Exemple détaillé : Dans certaines écoles au Cameroun, des enfants handicapés figurent sur
les listes d’élèves mais n’ont ni manuels adaptés, ni AESH formés, ni aménagements de la
classe ; ils restent invisibles dans les apprentissages.
III. L’inclusion comme processus vivant et réinventé en permanence

1. Aménagement des infrastructures


Des environnements accessibles sont essentiels : rampes, ascenseurs, signalétique, salles
équipées et outils numériques (sous-titrage, synthèse vocale).

Illustration : Un lycée pilote en Suède utilise des capteurs de luminosité et de son pour
ajuster automatiquement l’éclairage et le volume en fonction des besoins sensoriels des
élèves.

2. Formation continue des acteurs


La formation ne s’arrête pas au diplôme : ateliers pratiques, modules en ligne,
communautés de pratique. Florian (2014) insiste : « L’inclusion demande des enseignants
réflexifs et créatifs, capables de co-construire les apprentissages ».

Exemple : Plus de 2 000 enseignants camerounais ont suivi le MOOC gratuit sur l’éducation
inclusive proposé par le MINESEC et Sightsavers, améliorant leurs compétences de
différenciation.

3. Collaboration multisectorielle
L’inclusion est un travail collectif : écoles, familles, associations, services sociaux et
collectivités doivent coopérer.

Perspective : À Barcelone, un portail numérique permet aux établissements de partager


leurs bonnes pratiques inclusives et de recevoir des retours de parents et d’experts,
assurant un ajustement permanent des dispositifs.

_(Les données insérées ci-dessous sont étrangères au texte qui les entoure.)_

PR #10, opened 2018-09-27
Revert "Renamed STARTING event to STARTED and added publishing of STARTED event"

garagatyi:
Reverts eclipse/che-plugin-broker#9
PR that respects changes from #9 is not merged in Che master https://github.com/eclipse/che/pull/11344 and merging of #9 broke Che 7 flow.
And even if we merged it right now it would not help since yesterday's nightly doesn't have it.

### DIFF
--- a/broker/broker.go
+++ b/broker/broker.go
@@ -35,12 +35,11 @@ var (
 
 // Start executes plugins metas processing and sends data to Che master
 func Start(metas []model.PluginMeta) {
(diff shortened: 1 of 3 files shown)


sleshchenko:
It doesn't break anything, the only bad thing that happens is extra error logs appear. So, I wouldn't merge it since Che Server will be merged today (I hope) and tomorrow it will be needed to revert this revert =)

garagatyi:
You are right, my bad!

PR #15, opened 2018-11-19
Propagate id and version to Che Server

sleshchenko:
### What does this PR do?
Adds propagating of id and version field to Che Server.
Che Server [parses](https://github.com/eclipse/che/blob/1e78fa4d6e14f5dd0265d61cc70b26efe740d257/infrastructures/kubernetes/src/main/java/org/eclipse/che/workspace/infrastructure/kubernetes/wsplugins/events/BrokerService.java#L108
) objects published by Plugin Broker as [Che Plugins](https://github.com/eclipse/che/blob/851c3a8be75b4cee278af1b98bd08c9fbb044976/wsmaster/che-core-api-workspace/src/main/java/org/eclipse/che/api/workspace/server/wsplugins/model/PluginBase.java#L21-L23) which has id, version and name field. But previosly Plugin Broker didn't publish id, version and name fields and Che Server doesn't have an ability to match received configuration with Che Plugin. It may be needed like for resolving Che Plugin Commands, or containers names evaluation.

This PR doesn't add propagation of Che Plugin name because Che 7 workspace won't work since names of some of plugins doesn't suite [name format](https://github.com/eclipse/che/blob/251e5e261bac2bf4c93f113e52fd18d26b5989ab/infrastructures/kubernetes/src/main/java/org/eclipse/che/workspace/infrastructure/kubernetes/wsplugins/KubernetesPluginsToolingValidator.java#L27) which Che Server requires. Example of such plugin https://github.com/eclipse/che-plugin-registry/blob/master/plugins/che-machine-exec-plugin/0.0.1/meta.yaml#L4
So, propagation of plugin name should be uncommented when https://github.com/eclipse/che/issues/11479 will be fixed.

It is related to https://github.com/eclipse/che/issues/9546

### DIFF
--- a/broker/broker.go
+++ b/broker/broker.go
@@ -170,7 +170,7 @@ func processPlugin(meta model.PluginMeta) error {
 	}
 
 	printDebug("Resolving Che plugins for '%s:%s'", meta.ID, meta.Version)
-	err = resolveToolingConfig(pluginPath)
+	err = resolveToolingConfig(&meta, pluginPath)
 	if err != nil {
 		return err
 	}
@@ -179,7 +179,7 @@ func processPlugin(meta model.PluginMeta) error {
 	return copyDependencies(pluginPath)
 }
 
-func resolveToolingConfig(workDir string) error {
+func resolveToolingConfig(meta *model.PluginMeta, workDir string) error {
 	toolingConfPath := filepath.Join(workDir, "che-plugin.yaml")
 	f, err := ioutil.ReadFile(toolingConfPath)
 	if err != nil {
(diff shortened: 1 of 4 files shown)


skabashnyuk:
CC @l0rd

l0rd:
@sleshchenko @skabashnyuk just keep in mind that I am working on https://github.com/eclipse/che-plugin-registry/pull/63

sleshchenko:
@skabashnyuk Added tests for setStatus/addTolling/Tolling methods in Storage. I think my changes really affects only these places. Please approve if you OK with that.

PR #20, opened 2018-12-10
Change approach with multiple Dockeriles to fix Dockerhub build

garagatyi:
### What does this PR do?
Dockerhub failed to build images with previous structure even though locally everything was OK.
I changed approach to have all the dockerfiles in the root of the repo but renaming them to distinguish. 
Dockerfile for Che plugin broker now:`Dockerfile.cpb`
Dockerfile for Theia plugin broker now:`Dockerfile.tpb`
Dockerfile with CI checks now:`Dockerfile.CI`

https://github.com/redhat-developer/rh-che/issues/1134


garagatyi:
@riuvshin Please review

PR #21, opened 2018-12-11
Add init broker that removes files from /plugins

garagatyi:
### What does this PR do?
Currently, che plugin broker cleans up /plugins folder. Since the order of brokers might be affected by different reasons it brings instability. For example, Theia plugin broker adds a plugin to /plugins and then just started che plugin broker removes it.  
This PR adds init broker that is supposed to be used as init container for brokers pod.

https://github.com/eclipse/che/issues/11895


brokers/init/main.go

4. Évaluation et ajustement
Évaluer régulièrement (questionnaires, bilans, entretiens) pour adapter le projet et
capitaliser les bonnes pratiques.

Illustration : À l’école Paul-Valéry, des réunions mensuelles de suivi du PPS (Projet


Personnalisé de Scolarisation) impliquent enseignants, parents et AESH ; le bien-être et les
progrès des élèves y sont évalués et discutés.

Conclusion
L’inclusion est un idéal indispensable pour construire des sociétés plus justes, ouvertes à la
diversité et solidaires. Mais cet idéal ne se réalise que par un engagement permanent :
moyens financiers, formations adaptées, infrastructures accessibles et coopération de tous
les acteurs. Sans cette vigilance, l’inclusion risque de n’être qu’un mot, voire de devenir une
exclusion masquée. Le défi, au-delà de l’école, concerne aussi le monde du travail, de la
santé et de la culture : inventer chaque jour des pratiques qui rendent la diversité non
seulement tolérable, mais véritablement valorisée.